PR #266, opened 2023-08-23
Enhance the inject_header function, fix bug in net/http server instru…

RonFed:
* Fix bug in net/http server instrumentation in which the span context was always generated as a random string rather than taking the parent one if exists
* Enhance the inject header function to be more readable


edeNFed (approved):

RonFed:
@oxeye-gal Can you please have a look on the changes made to the inject_headers function ?

MikeGoldsmith (approved):

MrAlias:

RonFed:
> Please rebase these changes into `internal/pkg` (changed in #282). The `pkg` directory is going to be removed in #302 given that package is no longer used.

Rebased

internal/include/go_types.h
```diff
@@ -54,6 +54,17 @@ struct map_bucket {
     void *overflow;
 };
 
+// A header for a Go map. Defined in go/src/runtime/map.go
+struct go_map_header {
```
MrAlias, line 58: This seems brittle. What happens when the Go `hmap` field order or structure changes? Is there a better way to pass this from the Go memory space?

RonFed: It looks like the last time a field was added was 6 years ago - so I think it is quite stable. Theoretically, we could do something similar to the offset tracker with this but I don't think it is worth the effort considering that it didn't change much

MrAlias: What can be done with the offset tracker? I'd be more in favor of exploring less brittle options then assuming an unexported type won't change.

internal/include/go_types.h
```diff
@@ -54,6 +54,17 @@ struct map_bucket {
...
+    u64 map_keyvalue_count;
```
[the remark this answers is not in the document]
MrAlias: What's the downside off using `s64` here instead?

internal/include/go_types.h
RonFed: I guess we could analyze the binary by looking for the map header struct and extracting the offsets of the fields that we care about.  In that case, we won't be able to read the entire header in one read operation as I did in this PR but would need to read one field at a time based on its offset.
As documented in go/src/runtime/map.go the count field that we read must be first, so I think we could be fine with just getting the offset of the `buckets` field which is not that bad. 
Again, I'm not sure if it is worth it. @edeNFed what do you think ?

internal/include/go_types.h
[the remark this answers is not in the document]
RonFed: Done

internal/include/go_types.h
MrAlias: > so I think we could be fine with just getting the offset of the `buckets` field which is not that bad.

+1

I think generating these offsets should be similar to the other `runtime` offsets we generate in that they shouldn't be too hard to figure out (once we fix the offset generator).

RonFed: @MrAlias Ok. Can I update the offsets json in this PR? or do you prefer for the offset-tracker to be fixed first?

RonFed: I added the buckets field to the offset tracker and used the injected value to read the pointer

MrAlias (approved):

### Task prompt
Some lines in the material contain "edeNFed". Show all of them.

### Response box
edeNFed (approved):
Again, I'm not sure if it is worth it. @edeNFed what do you think ?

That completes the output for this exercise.